Если же кажется, что бывает — значит, тебя просто дурачат.
— Спасибо, Сайн, я увидела достаточно, — улыбнулась Анна. — Верни нас назад.
Иллюзия растаяла легко и незаметно, оставив по себе и запах персика на руках, и привкус чистого горного воздуха на языке. Еще один кусочек мозаики лег на свое место: и крепость, и все видимое Безвременье были отчасти такой же иллюзией. Ей можно было насытиться или ранить себя, но все воспринимаемое могло измениться в любой момент. Только вот — не по воле Анны или ее спутников, по воле хозяев.
Девушка хорошо помнила, что эта воля может и убивать.
После простора под небом зал крепости показался тесным и убогим. Грубо отесанные плиты, из которых сложены стены, тяжелые табуреты, массивная столешница, примитивное освещение — плошки с маслом. Запах благовоний и песка вперемешку. Интересно было, кто и зачем придумал такой интерьер. Уж если могли принимать любые формы, так почему же не сделать что-нибудь более комфортное. Не сразу Анна сообразила, что аватарам Безвременья не нужна ни горячая вода, ни электрическое освещение.

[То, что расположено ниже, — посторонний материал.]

PR #2642, opened 2022-03-15
Add an additional security brand check to StaticValues

rictic:
Similar to #2307

### DIFF
--- a/.changeset/seven-bottles-sing.md
+++ b/.changeset/seven-bottles-sing.md
@@ -1,5 +1,6 @@
 ---
 'lit-html': patch
+'lit': patch
 ---
 
-Add an additional security brand check to StaticValues; Similar to #2307
+Add an additional security brand check to StaticValues; Similar to [#2307](https://github.com/lit/lit/pull/2307)
--- a/.changeset/seven-bottles-sing.md
+++ b/.changeset/seven-bottles-sing.md
@@ -1,0 +1,5 @@
+---
+'lit-html': patch
+---
+
+Add an additional security brand check to StaticValues; Similar to #2307
--- a/packages/lit-html/src/static.ts
+++ b/packages/lit-html/src/static.ts
@@ -78,7 +78,7 @@ interface StaticValue {
 
   /**
    * A value that can't be decoded from ordinary JSON, make it harder for
-   * a attacker-controlled data that goes through JSON.parse to produce a valid
+   * attacker-controlled data that goes through JSON.parse to produce a valid
    * StaticValue.
    */
   r: RegExp;
--- a/packages/lit-html/src/static.ts
+++ b/packages/lit-html/src/static.ts
@@ -7,7 +7,7 @@
 // Any new exports need to be added to the export statement in
 // `packages/lit/src/index.all.ts`.
 
-import { html as coreHtml, svg as coreSvg, TemplateResult } from './lit-html.js';
+import {html as coreHtml, svg as coreSvg, TemplateResult} from './lit-html.js';
 
 interface StaticValue {
   /** The value to interpolate as-is into the template. */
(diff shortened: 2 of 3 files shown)


.changeset/seven-bottles-sing.md
```diff
@@ -0,0 +1,5 @@
+---
+'lit-html': patch
```
AndrewJakubowicz, line 2: Nit: Add `lit` patch as well.

packages/lit-html/src/static.ts
```diff
@@ -55,14 +56,33 @@ const textFromStatic = (value: StaticValue) => {
...
+  return (value as Partial<StaticValue>)?.['_$litStatic$'];
+};
+
+interface StaticValue {
+  /** The value to interpolate as-is into the template. */
+  _$litStatic$: string;
+
+  /**
+   * A value that can't be decoded from ordinary JSON, make it harder for
+   * a attacker-controlled data that goes through JSON.parse to produce a valid
```
AndrewJakubowicz, line 81:
```suggestion
   * attacker-controlled data that goes through JSON.parse to produce a valid
```

.changeset/seven-bottles-sing.md
```diff
@@ -0,0 +1,5 @@
...
+---
+
+Add an additional security brand check to StaticValues; Similar to #2307
```
AndrewJakubowicz, line 5: Worth making #2307 a markdown link?

AndrewJakubowicz (approved):
LGTM, but should also get a LGTM from someone else with domain knowledge here.

packages/lit-html/src/static.ts
```diff
@@ -23,8 +23,9 @@ import {html as coreHtml, svg as coreSvg, TemplateResult} from './lit-html.js';
  * Static values can be changed, but they will cause a complete re-render
  * since they effectively create a new template.
  */
-export const unsafeStatic = (value: string) => ({
+export const unsafeStatic = (value: string): StaticValue => ({
   ['_$litStatic$']: value,
+  r: /_/,
```
justinfagnani, line 28: It's clever that this is short, but using a RegExp is maybe a little obscure? Also `typeof x === {aLiteral}` is hghly optimized in JS VMs.

What about:

```ts
const staticBrand = Symbol();
export const unsafeStatic = (value: string): StaticValue => ({
  ['_$litStatic$']: value,
  r: staticBrand,
});
```

Then:
```ts
if (!(typeof (value as Partial<StaticValue>)?.r !== 'symbol')) {
```

rictic: IE11 doesn't have native Symbol, right, so `typeof Symbol() === 'symbol'` can't work, can it? https://caniuse.com/mdn-javascript_builtins_symbol

justinfagnani: We already require the Symbol polyfill.

`Symbol.for()` might be good like you mentioned before too, then you can do `(value as Partial<StaticValue>)?.r === staticBrand`

jridgewell: Since these are each brand new instances of RegExp, and not a shared value, I'm assuming you're just trying to guard against JSON injections. In that case, you can take advantage of `constructor: undefined` to get the same benefits without needing an object (or a `instanceof` check, which is very slow). JSON cannot inject an `undefined` value, and `constructor` on all instances, so `value.constructor === undefined` guarantees the `value` was not constructed from JSON.

rictic: That's a really cool trick @jridgewell! Ended up going with Symbol.for('') for clarity and to avoid hitting VM edge cases.

.changeset/seven-bottles-sing.md
rictic: +1, done

packages/lit-html/src/static.ts
rictic: Oh, erp, didn't push all my changes, should be there now

packages/lit-html/src/static.ts
```diff
@@ -9,6 +9,43 @@
...
+  r: typeof brand;
+}
+
+/**
+ * Prevents JSON injection attacks.
+ *
+ * The goals of this brand:
+ *   1) fast to check
+ *   2) code is small on the wire
+ *   3) multiple versions of Lit in a single page will all produce mutually
```
AndrewJakubowicz, line 30: How does this work? Is it possible to add this case as a test?

justinfagnani: It's difficult to add tests for multiple versions. It works before `Symbol.for(s)` uses a global cache keyed on `s`, so `Symbol.for('x') === Symbol.for('x')`

justinfagnani (approved):
🔒 💂

packages/lit-html/src/static.ts
AndrewJakubowicz: Oh! TIL!

AndrewJakubowicz (approved):
Awesome! Great comment on the `brand`.

PR #1701, opened 2021-03-26
[lit-next] Labs CLI w/ localize commands

justinfagnani:

PR #2647, opened 2022-03-19
Add @lit-labs/cli package

justinfagnani:
Supercedes: #1701

WIP: There's still some cleanup to do in package setup, readme, etc.

Also adds a localize command


AliMD:
After `polymer-cli`, I am so excited to see @lit/cli
Could you please take some notes about your plan and have we can help? 
Is there any discussion/notes about this?

For me `polymer-cli` was more than simple tools, It was best practices to build, watch, deploy and test. Please follow this goal not just simple tools for dummies!

packages/labs/cli/package.json
```diff
@@ -0,0 +1,50 @@
...
+    "typescript": "~4.6.2",
+    "uvu": "^0.5.3"
+  },
+  "engines": {
+    "node": ">=14.0.0"
+  },
+  "files": [
+    "/bin",
+    "/lib",
+    "/npm-shrinkwrap.json"
```
aomarks, line 42: Shrinkwrap? What year is it?

packages/labs/cli/package.json
```diff
@@ -0,0 +1,50 @@
...
+    "stdout-stderr": "^0.1.13",
+    "typescript": "~4.6.2",
+    "uvu": "^0.5.3"
+  },
+  "engines": {
+    "node": ">=14.0.0"
+  },
+  "files": [
+    "/bin",
+    "/lib",
```
aomarks, line 41: I slightly prefer seeing relative paths here. Makes it more obvious it's relative to the package, rather than absolute filesystem root. (Even though npm re-roots it).

```suggestion
    "bin",
    "lib",
```

rictic (changes requested):

packages/labs/cli/package.json
```diff
@@ -0,0 +1,50 @@
...
+    "/npm-shrinkwrap.json"
+  ],
+  "homepage": "https://github.com/lit/lit",
+  "keywords": [
+    "lit"
+  ],
+  "license": "BSD-3-Clause",
```
aomarks, line 48: Very nit, but it seems really common to have license, homepage, types etc. at the top, and dependencies at the bottom.

packages/labs/cli/src/bin/lit.ts
```diff
@@ -0,0 +1,29 @@
+#!node
```
aomarks, line 1: The shebang should be `#!/usr/bin/env node` right? Because PATH is not consulted when evaluating shebangs.

packages/labs/cli/src/lib/command.ts
```diff
@@ -0,0 +1,56 @@
...
+
+export type CommandOptions = {
+  [name: string]: unknown;
+};
+
+/**
+ * A CLI command definition.
+ *
+ * This object only contains the metadata about a command and its command line
+ * options, not the actual command implementation. The module it's defined in
```
aomarks, line 21:
```suggestion
 * options, not the actual command implementation. The module its defined in
```

packages/labs/cli/src/lib/commands/help.ts
```diff
@@ -0,0 +1,112 @@
...
+
+import chalk from 'chalk';
+import commandLineUsage from 'command-line-usage';
+
+import {globalOptions} from '../options.js';
+import {Command, CommandOptions} from '../command.js';
+import {LitCli} from '../lit-cli.js';
+
+const CLI_TITLE = chalk.bold.underline('Lit CLI');
+// const CLI_DESCRIPTION = '...';
```
aomarks, line 15: Remove?

packages/labs/cli/src/lib/commands/help.ts
```diff
@@ -0,0 +1,112 @@
...
+const CLI_USAGE = 'Usage: `lit <command> [options ...]`';
```
aomarks, line 16: Maybe we don't want the backticks inside of this string? I feel like that's not so common.

packages/labs/cli/src/lib/commands/localize.ts
```diff
@@ -0,0 +1,47 @@
...
+        },
+      ],
+      async run({config}: {config: string}, console: Console) {
+        const build = await import('../localize/build.js');
+        await build.run(config, console);
+      },
+    },
+  ],
+  async run() {
+    throw new Error('must use extract or build');
```
aomarks, line 45: Error could be a little more friendly, like `Please use "lit localize extract" or "lit localize build"`

aomarks (changes requested):

packages/labs/cli/package.json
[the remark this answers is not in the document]
justinfagnani: There's not a great place to document it, so I added a `prepublishOnly` step that calls `npm shrinkwrap`

packages/labs/cli/src/lib/command.ts
rictic: `it's` is correct here

packages/labs/cli/src/bin/lit.ts
justinfagnani: I think you're right, but this works for me. Changed.

packages/labs/cli/src/lib/command.ts
aomarks: Oh yeah, lol sorry.

packages/labs/cli/src/bin/lit.ts
```diff
@@ -0,0 +1,29 @@
...
+
+/**
+ * @license
+ * Copyright 2022 Google LLC
+ * SPDX-License-Identifier: BSD-3-Clause
+ */
+
+import {LitCli} from '../lib/lit-cli.js';
+
+process.on('uncaughtException', (error: null | undefined | Partial<Error>) => {
```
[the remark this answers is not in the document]
justinfagnani: I guess? I'll remove

packages/labs/cli/package.json
justinfagnani: ha ha. shrinkwraps are publishable to npm and use when installing at a top level. Their only use-case now is basically CLIs: https://docs.npmjs.com/cli/v7/configuring-npm/npm-shrinkwrap-json

packages/labs/cli/package.json
```diff
@@ -0,0 +1,50 @@
...
+  },
+  "engines": {
+    "node": ">=14.0.0"
+  },
+  "files": [
+    "/bin",
+    "/lib",
+    "/npm-shrinkwrap.json"
+  ],
+  "homepage": "https://github.com/lit/lit",
```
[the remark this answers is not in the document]
justinfagnani: I didn't see a way to make an actual empty exports that validated, so I just exported index.js so at least people can't import other modules.

packages/labs/cli/src/lib/command.ts
```diff
@@ -0,0 +1,56 @@
...
+ * the actual implementation.
+ */
+export interface Command {
+  /**
+   * The main name of the command.
+   */
+  name: string;
+
+  /**
+   * Any aliases, such as shortnads, for the command.
```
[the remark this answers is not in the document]
justinfagnani: 😳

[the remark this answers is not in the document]
justinfagnani: We might have `gen` and `generate`? We can remove now and add later.

packages/labs/cli/src/lib/command.ts
```diff
@@ -0,0 +1,56 @@
...
+   */
+  aliases?: string[];
+
+  description: string;
+
+  options?: OptionDefinition[];
```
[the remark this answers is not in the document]
justinfagnani: Right now the CLI is set up for eager metadata and lazy execution. I think we can make the metadata lazy too once we add a plugin system. Right now this is simple.

packages/labs/cli/src/lib/command.ts
```diff
@@ -0,0 +1,56 @@
...
+   * Documentation to append onto the output of `lit help commandName`.
+   */
+  getUsageSections?(): Section[];
+}
+
+/**
+ * A command may return a CommandResult to indicate an exit code.
+ */
+export interface CommandResult {
+  exitCode: number;
```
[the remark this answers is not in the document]
justinfagnani: It's for allowing a command to fail in a specific way. We did this in the Polymer CLI, but I can't remember exactly when we used it.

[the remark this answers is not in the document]
justinfagnani: Removed.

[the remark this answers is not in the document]
justinfagnani: actually, added it back for the localize command to use.

packages/labs/cli/package.json
```diff
@@ -3,17 +3,20 @@
...
   "version": "0.0.0",
   "author": "Google LLC",
+  "license": "BSD-3-Clause",
   "bin": {
     "lit": "./bin/lit.js"
   },
   "bugs": "https://github.com/lit/lit/issues",
   "type": "module",
   "main": "lib/index.js",
+  "types": "lib/index.d.ts",
```
aomarks, line 13: Do we want types here given that it's not importable?

packages/labs/cli/package.json
```diff
@@ -3,17 +3,20 @@
...
   "repository": "lit/lit",
   "scripts": {
     "build": "tsc",
     "build:watch": "tsc --watch",
-    "test": "uvu test '.*_test\\.js$'"
+    "test": "uvu test '.*_test\\.js$'",
+    "prepublishOnly": "npm run shrinkwrap"
```
aomarks, line 19: Should be prepack I think?

aomarks (changes requested):

packages/labs/cli/package.json
justinfagnani: Done

packages/labs/cli/package.json
justinfagnani: Looks like it. Thanks.

aomarks (approved):
:tada:

rictic (commented):
Why rename the .d.ts files to .ts files?

packages/labs/cli/src/lib/lit-cli.ts
```diff
@@ -0,0 +1,151 @@
...
+      return {
+        commandName: [...parentCommandNames, commandName].join(' '),
+        command,
+        argv: parsedArgs.argv,
+      };
+      // eslint-disable-next-line @typescript-eslint/no-explicit-any
+    } catch (error: any) {
+      // We need a valid command name to do anything. If the given
+      // command is invalid, run the generalized help command.
+      if (error.name === 'INVALID_COMMAND') {
```
rictic, line 142: prefer an instanceof here, and for error to be unknown rather than any

rictic (changes requested):

justinfagnani:
@rictic 

> Why rename the .d.ts files to .ts files?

— Сайн, ты еще здесь? — позвала она.
— Да, — выступил тот из теней, проявляясь, как изображение на фотобумаге, постепенно, по деталям. — Слушаю тебя.
— Что будет, если мы категорически откажемся?
— Я дам вам время подумать еще. Пока ты не согласишься, или пока не изменятся обстоятельства.
— Практично, — усмехнулся Вадим.
— Сайн, оставь нас, пожалуйста… мы хотим подумать, — улыбнулась Анна. — А еще мы хотим есть, пить, и чтобы нас никто не тревожил. Это не слишком сложно?
— Нет, конечно, — слегка поклонился красавец, уже тая в воздухе. — Если я понадоблюсь вам, то позови…
После того, как он исчез, Анна отправилась к столу, где находился привычный уже набор кушаний, налила сидра в кружку, выхлебала залпом примерно половину, закусила ломтем хлеба из муки грубого помола. Аппетит у нее не пропадал даже во время гриппа, что уж там говорить о подобных ситуациях. Хотя что там говорить — предложения всемогущества и исполнения всех желаний случались не каждый день. Оба полуночника постепенно приобрели вполне живой вид, без недавней хрупкой наледи страха во взоре, и присоединились к дегустации сидра.
— Ну и что будем с этим делать? — спросила она, прожевав. — Старая сказка на новый лад, в общем-то. Всем им что-то надо, и отпускать нас даром не хотят. Еще и многопартийность придумали… в рамках одной личности, блин! У нас это называется шизофрения. То есть, мы мало что попали в большую задницу, так еще и в чокнутую…
— Ты точно не собираешься соглашаться, госпожа моя? — недоверчиво спросил Серебряный.